▸ Activity
How many lines in the material below include the string "DualLanguageText"? Answer with the number only.

▸ Data for the task
Issue #5795, opened 2025-01-07
VxDesign: Port NH specific functionality from v3 branch


mattroe:
https://docs.google.com/spreadsheets/d/1IIZcgyTyNaSRPhNe5m4Dkw8ps-jrI9hhu4UAPL7UcN4/edit?gid=0#gid=0

PR #5811, opened 2025-01-10
add features provider

kshen0:
## Overview

Related to https://github.com/votingworks/vxsuite/issues/5795

Adds a `FeaturesContext` to expose feature configuration by state. Right now it's just NH vs not-NH but eventually we'll want to support different configurations for NH, MS, and VX users.

I added the "Bubble Position" SegmentedControl for illustration, but it's not wired up to anything yet.

## Demo Video or Screenshot

https://github.com/user-attachments/assets/0c2ec8a1-79d0-4779-9988-5c1cf1ca627c

## Checklist

- [ ] I have added [logging](https://github.com/votingworks/vxsuite/tree/main/libs/logging) where appropriate to any new user actions, system updates such as file reads or storage writes, or errors introduced.

- [ ] I have added a screenshot and/or video to this PR to demo the change
- [ ] I have added the "user_facing_change" label to this PR to automate an announcement in #machine-product-updates

PR #5852, opened 2025-01-22
right align bubbles for NH

kshen0:
## Overview

Closes https://github.com/votingworks/vxsuite/issues/5795

Moves bubbles to the right for the v4 NH template and updates write-in area.

## Demo Video or Screenshot

Screenshot 2025-01-21 at 5 28 15 PM

## Testing Plan

- Manually tested with `libs/hmpb` ballot preview tool
- Updated snapshot test in VxDesign

## Checklist


libs/hmpb/src/ballot_templates/nh_ballot_template.tsx
```diff
@@ -218,6 +243,374 @@ function BallotPageFrame({
   );
 }
 
+function CandidateContest({
```
kshen0, line 246: Almost all of this is copy + pasted from `vx_default_ballot_template` except for styling and DOM tree position of `<Bubble>` and `<BubbleWrapper>` components, noted below

libs/hmpb/src/ballot_templates/nh_ballot_template.tsx
```diff
@@ -218,6 +243,374 @@ function BallotPageFrame({
...
+            const optionInfo: OptionInfo = {
+              type: 'write-in',
+              contestId: contest.id,
+              writeInIndex,
+              writeInArea: {
+                top: 0.8,
+                right: -0.8,
+                bottom: 0.3,
+                left: 8.8,
+              },
```
kshen0, line 345: `writeInArea` has been updated

libs/hmpb/src/ballot_templates/nh_ballot_template.tsx
```diff
@@ -218,6 +243,374 @@ function BallotPageFrame({
...
+                    style={{
+                      borderBottom: `1px solid ${Colors.BLACK}`,
+                      height: '1.25rem',
+                    }}
+                  />
+                  <div style={{ fontSize: '0.8rem' }}>
+                    <WriteInLabel />
+                  </div>
+                </div>
+                <BubbleWrapper isWriteIn optionInfo={optionInfo} />
```
kshen0, line 370: `<BubbleWrapper` moved after `WriteInLabel`

libs/hmpb/src/ballot_templates/nh_ballot_template.tsx
```diff
@@ -218,6 +243,374 @@ function BallotPageFrame({
...
+              >
+                <div style={{ flex: 1, textAlign: 'right' }}>
+                  <strong>{candidate.name}</strong>
+                  {partyText && (
+                    <DualLanguageText delimiter="/">
+                      <div>{partyText}</div>
+                    </DualLanguageText>
+                  )}
+                </div>
+                <BubbleWrapper optionInfo={optionInfo} />
```
kshen0, line 329: `BubbleWrapper` moved after candidate name

libs/hmpb/src/ballot_templates/nh_ballot_template.tsx
```diff
@@ -218,6 +243,374 @@ function BallotPageFrame({
...
+                  i !== 0 ? `1px solid ${Colors.DARK_GRAY}` : undefined,
+              }}
+            >
+              <div
+                style={{
+                  display: 'flex',
+                  gap: '0.5rem',
+                }}
+              >
+                <div style={{ flex: 1, textAlign: 'right' }}>
```
kshen0, line 321: Right aligned text

libs/hmpb/src/ballot_templates/nh_ballot_template.tsx
```diff
@@ -218,6 +243,374 @@ function BallotPageFrame({
...
+              style={{
+                padding: '0.375rem 0.5rem',
+                borderTop: `1px solid ${Colors.LIGHT_GRAY}`,
+              }}
+            >
+              <div
+                style={{
+                  display: 'flex',
+                  gap: '0.5rem',
+                  paddingTop: '0.25rem',
```
kshen0, line 432: Added padding to vertically center

libs/hmpb/src/ballot_templates/nh_ballot_template.tsx
```diff
@@ -218,6 +243,374 @@ function BallotPageFrame({
...
+                }}
+              >
+                <strong
+                  style={{ flex: 1, textAlign: 'right', marginTop: '-0.25rem' }}
```
kshen0, line 436: Right aligned and added marginTop

libs/hmpb/src/ballot_templates/nh_ballot_template.tsx
```diff
@@ -218,6 +243,374 @@ function BallotPageFrame({
...
+                    {electionStrings.contestOptionLabel(option)}
+                  </DualLanguageText>
+                </strong>
+                <Bubble
+                  optionInfo={{
+                    type: 'option',
+                    contestId: contest.id,
+                    optionId: option.id,
+                  }}
+                />
```
kshen0, line 448: `Bubble` moved to after contest options

libs/hmpb/src/ballot_templates/nh_ballot_template.tsx
```diff
@@ -218,6 +243,374 @@ function BallotPageFrame({
...
+    case 'candidate':
+      return <CandidateContest election={election} contest={contest} />;
+    case 'yesno':
+      return <BallotMeasureContest contest={contest} />;
+    default:
+      return throwIllegalValue(contest);
+  }
+}
+
+async function BallotPageContent(
```
kshen0, line 475: This is entirely copy + pasted from the default template. I considered adding a parameter to the default template's `BallotPageContent` to take a `Contest` component, which I may still do, but this was the fastest to unblock.

libs/hmpb/vitest.config.ts
```diff
@@ -11,6 +11,8 @@ export default defineConfig({
       exclude: [
         // tested by src/preview.test.ts, but no coverage is collected
         'src/preview',
+        // tested in VxDesign, the only consumer, but coverage should be added here to reduce fragility
+        'src/ballot_templates/nh_ballot_template.tsx',
```
kshen0, line 15: https://github.com/orgs/votingworks/projects/23/views/85?pane=issue&itemId=94670983

libs/hmpb/src/ballot_templates/nh_ballot_template.tsx
arsalansufi: > I considered adding a parameter to the default template's `BallotPageContent` to take a `Contest` component

I do like this idea! While I agree with the decision to keep the NH and Vx ballot templates separate instead of branching within a single template, I do think that we should keep duplication to a minimum where possible. I think there's a very high chance that a future fix in one template accidentally doesn't make it to the other template. Not blocking for the training of course but would be good to adjust while context is fresh.

libs/hmpb/src/ballot_templates/nh_ballot_template.tsx
```diff
@@ -218,6 +243,374 @@ function BallotPageFrame({
...
+            contests: contestSectionsLeftToLayout.flat(),
+          },
+        }
+      : undefined;
+
+  return {
+    currentPageElement,
+    nextPageProps,
+  };
+}
```
arsalansufi, line 612: Very possibly already on your radar but given that the NH template will always have right-aligned bubbles now, I think we can probably remove the placeholder toggle and feature flag we added for left/right bubble alignment in https://github.com/votingworks/vxsuite/pull/5811

arsalansufi (approved):
LGTM for the training!

libs/hmpb/src/ballot_templates/nh_ballot_template.tsx
kshen0: Thanks for the reminder!

libs/hmpb/src/ballot_templates/nh_ballot_template.tsx
jonahkagan: The write-in area looks a little bit closer to the write-in line than the top of the box. That can sometimes be an issue when the ballot is skewed (as the line can overlap with the box). I might move it up a tiny bit. Though I'd be curious how it compares to the VX default ballot template - probably they should match.

libs/hmpb/src/ballot_templates/nh_ballot_template.tsx
jonahkagan: The approach I envisioned is that any component shared between templates goes into ballot_components.tsx to make it clear that they're shared.

I think figuring out the right abstractions will actually be a little tricky until we have a few templates and can see which parts differ, so I'm more ok with keeping copy-pasting as a starting point, even if it results in some duplication.

kshen0: I see. I'll open a follow up PR to move the components exported from `vx_default_ballot_template` to `ballot_components` while we decide how to handle `*Content` components.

▸ Task output
3